Tuesday, June 11, 2013

Loretta Prisco on Mayoral Control

The UFT and mayoral candidates all speak against "this mayor" as what is wrong with mayoral control. They propose to "tweak" it, give parents a voice and be fairer to teachers. The problem with mayoral control is much deeper than that.

Education philosophy, content, and policy should not be dictated by a partisan political point of view. That does not mean that education is void of a political point of view in a larger context, to be sure all things are determined by a political point of view, but not in a partisan party point of view determined by electoral politics.  


Educational policy should not reflect the beliefs or pronouncements of a Democratic or Republican candidate.

Mayoral control lead to a mayor running for re-election on platform of improving schools. And how was this done? By using the system and our kids and manipulating the scores to prove that we are doing better. When you arrive in your first year of office, manipulate scores through test selection and scale scores to be low. Then create a test factory and have schools and teachers focus only on reading and math, and the following year, give the same tests, manipulate the scaling. Voila-an improved system.
Education policy should never be determined by the whim and caprice of any individual. Nor should it change with an election every four years. Education change does not happen overnight. Policies have to be given a chance to work-years to work. A system wide, or even a district wide change doesn't happen with teachers getting a CD to view over the summer or a webinar on brooklyn-queens day.
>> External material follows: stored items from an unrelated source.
PR #95, opened 2021-09-24
Feature/ UTxO repository and single-address wallet

rhyslbw:
# Context
We need to provide a single-address wallet that utilises the `CardanoProvider` to access information and submit transactions to the network.

# Proposed Solution
- A UTxO repository interface and in-memory implementation
- Helper function to create transaction internals (currently very limited to achieve simple payment transactions)
- Extend the key manager interface to include required behaviour and properties.
- This implementation uses hard-coded return values for the selection constraints,
to be replaced by a later scope of work.

- This PR also cleans up the `cardano-serialization-lib` dependencies, so that only `@cardano-sdk/cardano-serialization-lib` depends on the Emurgo package, and makes the `InMemoryKeyManager` isomorphic.

### DIFF
--- a/packages/core/src/Ogmios/OgmiosToCardanoWasm.ts
+++ b/packages/core/src/Ogmios/OgmiosToCardanoWasm.ts
@@ -19,7 +19,7 @@ export const OgmiosToCardanoWasm = {
     ),
   value: (ogmios: OgmiosSchema.Value): CardanoWasm.Value => {
     const value = CardanoWasm.Value.new(CardanoWasm.BigNum.from_str(ogmios.coins.toString()));
-    const assets = Object.entries(ogmios.assets);
+    const assets = ogmios.assets !== undefined ? Object.entries(ogmios.assets) : [];
     if (assets.length === 0) {
       return value;
     }
--- a/packages/core/src/Ogmios/OgmiosToCardanoWasm.ts
+++ b/packages/core/src/Ogmios/OgmiosToCardanoWasm.ts
@@ -1,40 +1,34 @@
-import CardanoWasm from '@emurgo/cardano-serialization-lib-nodejs';
+import { CSL } from '@cardano-sdk/cardano-serialization-lib';
 import OgmiosSchema from '@cardano-ogmios/schema';
 import * as Asset from '../Asset';
 
 export const OgmiosToCardanoWasm = {
-  txIn: (ogmios: OgmiosSchema.TxIn): CardanoWasm.TransactionInput =>
-    CardanoWasm.TransactionInput.new(
-      CardanoWasm.TransactionHash.from_bytes(Buffer.from(ogmios.txId, 'hex')),
-      ogmios.index
-    ),
-  txOut: (ogmios: OgmiosSchema.TxOut): CardanoWasm.TransactionOutput =>
-    CardanoWasm.TransactionOutput.new(
-      CardanoWasm.Address.from_bech32(ogmios.address),
-      OgmiosToCardanoWasm.value(ogmios.value)
-    ),
-  utxo: (ogmios: OgmiosSchema.Utxo): CardanoWasm.TransactionUnspentOutput[] =>
+  txIn: (ogmios: OgmiosSchema.TxIn): CSL.TransactionInput =>
+    CSL.TransactionInput.new(CSL.TransactionHash.from_bytes(Buffer.from(ogmios.txId, 'hex')), ogmios.index),
+  txOut: (ogmios: OgmiosSchema.TxOut): CSL.TransactionOutput =>
+    CSL.TransactionOutput.new(CSL.Address.from_bech32(ogmios.address), OgmiosToCardanoWasm.value(ogmios.value)),
+  utxo: (ogmios: OgmiosSchema.Utxo): CSL.TransactionUnspentOutput[] =>
     ogmios.map((item) =>
-      CardanoWasm.TransactionUnspentOutput.new(OgmiosToCardanoWasm.txIn(item[0]), OgmiosToCardanoWasm.txOut(item[1]))
+      CSL.TransactionUnspentOutput.new(OgmiosToCardanoWasm.txIn(item[0]), OgmiosToCardanoWasm.txOut(item[1]))
     ),
-  value: (ogmios: OgmiosSchema.Value): CardanoWasm.Value => {
-    const value = CardanoWasm.Value.new(CardanoWasm.BigNum.from_str(ogmios.coins.toString()));
+  value: (ogmios: OgmiosSchema.Value): CSL.Value => {
+    const value = CSL.Value.new(CSL.BigNum.from_str(ogmios.coins.toString()));
     const assets = ogmios.assets !== undefined ? Object.entries(ogmios.assets) : [];
     if (assets.length === 0) {
       return value;
     }
-    const multiAsset = CardanoWasm.MultiAsset.new();
+    const multiAsset = CSL.MultiAsset.new();
     const policies = [...new Set(assets.map(([assetId]) => Asset.util.policyIdFromAssetId(assetId)))];
     for (const policy of policies) {
       const policyAssets = assets.filter(([assetId]) => Asset.util.policyIdFromAssetId(assetId) === policy);
-      const wasmAssets = CardanoWasm.Assets.new();
+      const wasmAssets = CSL.Assets.new();
       for (const [assetId, assetQuantity] of policyAssets) {
         wasmAssets.insert(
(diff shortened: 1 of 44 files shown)


packages/core/src/Ogmios/OgmiosToCardanoWasm.ts
```diff
@@ -1,40 +1,34 @@
-import CardanoWasm from '@emurgo/cardano-serialization-lib-nodejs';
+import { CSL } from '@cardano-sdk/cardano-serialization-lib';
 import OgmiosSchema from '@cardano-ogmios/schema';
 import * as Asset from '../Asset';
 
 export const OgmiosToCardanoWasm = {
```
mkazlauskas, line 5: Should inject `CardanoSerializationLib` because we want to use the same wasm object everywhere. Not sure if that's in scope, but if it is might as well rename this to `OgmiosToCSL` at the same time because the interface will change

packages/core/src/Transaction/WithHash.ts
```diff
@@ -0,0 +1,3 @@
+import OgmiosSchema from '@cardano-ogmios/schema';
+
+export type WithHash = { hash: OgmiosSchema.Hash16 } & OgmiosSchema.Tx;
```
mkazlauskas, line 3: I used different style for exporting types for a module in `cip2`, using one `types.ts` instead of file per type. We should use one style of the other for consistency, I don't mind either. Let me know if you want me to refactor `cip2`.

packages/in-memory-key-manager/test/InMemoryKeyManager.test.ts
```diff
@@ -1,33 +1,41 @@
...
+    csl = await loadCardanoSerializationLib();
     const mnemonic = util.generateMnemonic();
     keyManager = createInMemoryKeyManager({
+      csl,
       mnemonic,
+      networkId: Cardano.NetworkId.testnet,
       password: '123'
     });
-    expect(keyManager.publicKey).toBeInstanceOf(CardanoSerializationLib.PublicKey);
+    expect(keyManager.publicKey).toBeInstanceOf(CSL.PublicKey);
```
mkazlauskas, line 20: This passes because both `csl` and `CSL` are the same in nodejs environment, as CSL is exported from nodejs version. However a better test would be  `.toBeInstanceOf(csl.PublicKey)`

packages/wallet/src/InMemoryUtxoRepository.ts
```diff
@@ -0,0 +1,75 @@
...
+  public async selectInputs(
+    outputs: CSL.TransactionOutputs,
+    constraints: SelectionConstraints
+  ): Promise<SelectionResult> {
+    if (this.#utxoSet.size === 0) {
+      this.#logger.debug('Local UTxO set is empty. Syncing...');
+      await this.sync();
+    }
+    return this.#inputSelector.select({
+      utxo: Ogmios.OgmiosToCardanoWasm.utxo([...this.#utxoSet.values()]),
```
mkazlauskas, line 58: I'd reuse the existing method: `utxo: Ogmios.OgmiosToCardanoWasm.utxo(this.allUtxos()),`

packages/wallet/test/util.ts
```diff
@@ -0,0 +1,8 @@
+import { SelectionConstraints } from '@cardano-sdk/cip2';
+
+export const NO_CONSTRAINTS: SelectionConstraints = {
```
mkazlauskas, line 3: These are technically not "no constraints". There is a [similar object](https://github.com/input-output-hk/cardano-js-sdk/blob/master/packages/cip2/test/RoundRobinRandomImprove.test.ts#L17) in `cip2` tests, should probably flag it to move to `dev-utils` package when we create it.

packages/wallet/test/jest.config.js
```diff
@@ -2,6 +2,7 @@ const { pathsToModuleNameMapper } = require('ts-jest/utils')
 const { compilerOptions } = require('./tsconfig')
```
mkazlauskas, line 3: We could have a shared config files directory in monorepo root and either use those files directly (if no changes needed and it doesn't need to be under package root), or extending those files. Similarly to how tsconfig works right now.

packages/core/src/Transaction/WithHash.ts
rhyslbw: I'll conform to what we already have

packages/core/src/Ogmios/OgmiosToCardanoWasm.ts
rhyslbw: Yes, I also just picked this up. Will fix and rename

packages/wallet/test/util.ts
rhyslbw: Right, I just kept the same name to make a refactor easy

packages/core/src/Transaction/WithHash.ts
rhyslbw: Actually, will defer to another PR as there's others to align

packages/wallet/test/jest.config.js
rhyslbw: Will also defer this to another PR since it touches the `cip2` package

packages/wallet/test/util.ts
rhyslbw: Done in c33edc69a400bc39617f62ee2d810f7b0e54f5c2

packages/wallet/src/InMemoryUtxoRepository.ts
rhyslbw: Done in 3fd77aac4b2ea57f54fe8177e430739610b89e59

packages/in-memory-key-manager/test/InMemoryKeyManager.test.ts
rhyslbw: Done in https://github.com/input-output-hk/cardano-js-sdk/pull/95/commits/12f0171f8cc9dcd73a2ed9426bd92e65887ea538

packages/core/src/Ogmios/OgmiosToCardanoWasm.ts
rhyslbw: Done in e9a242170cdca968c39f281b254edd2bef297b65

packages/wallet/src/SingleAddressWallet.ts
```diff
@@ -0,0 +1,100 @@
...
+              outputs,
+              inputs: utxo,
+              change,
+              fee: 0n
+            },
+            validityInterval
+          });
+          const witnessSet = await keyManager.signTransaction(transactionInternals.hash);
+          const tx = csl.Transaction.new(transactionInternals.body, witnessSet);
+          return BigInt(
```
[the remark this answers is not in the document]
rhyslbw: Possibly, although this is one area of improvement we can offer. The use of strings is a workaround for target environments we're not supporting, so it would be great to shield our users.

packages/core/test/Ogmios/ogmiosToCsl.test.ts
```diff
@@ -0,0 +1,29 @@
...
+  value: { coins: 10, assets: { '2a286ad895d091f2b3d168a6091ad2627d30a72761a5bc36eef00740': 20n } }
+};
+
+describe('ogmiosToCsl', () => {
+  let csl: CardanoSerializationLib;
+  beforeAll(async () => {
+    csl = await loadCardanoSerializationLib();
+  });
+  test('txIn', () => {
+    expect(ogmiosToCsl(csl).txIn(txIn)).toBeInstanceOf(CSL.TransactionInput);
```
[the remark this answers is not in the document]
rhyslbw: Done in d98c896dad0d2aeebd307a71d44360d5658932e9

mkazlauskas (dismissed):

packages/wallet/src/InMemoryUtxoRepository.ts
```diff
@@ -0,0 +1,83 @@
...
+    csl: CardanoSerializationLib,
+    provider: CardanoProvider,
+    keyManager: KeyManager,
+    inputSelector: InputSelector,
+    logger?: Logger
+  ) {
+    this.#csl = csl;
+    this.#logger = logger ?? dummyLogger;
+    this.#provider = provider;
+    this.#utxoSet = new Set();
```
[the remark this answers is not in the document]
rhyslbw: Captured in a Jira ticket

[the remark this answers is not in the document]
rhyslbw: Captured in a Jira ticket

The call for a chancellor who is an educator is a hollow one under mayoral control. The "educator" does what the mayor wants or he/she will be driven out of town.
I want to add that I don't trust the "educator" as chancellor given that there are so many sellout educators. Steiner was a so-called educator and he gave Cathie Black a waiver. So that being a major demand is pretty toothless. Inf act why do we even need a chancellor? In a locally controlled school system he would be fairly irrelevant.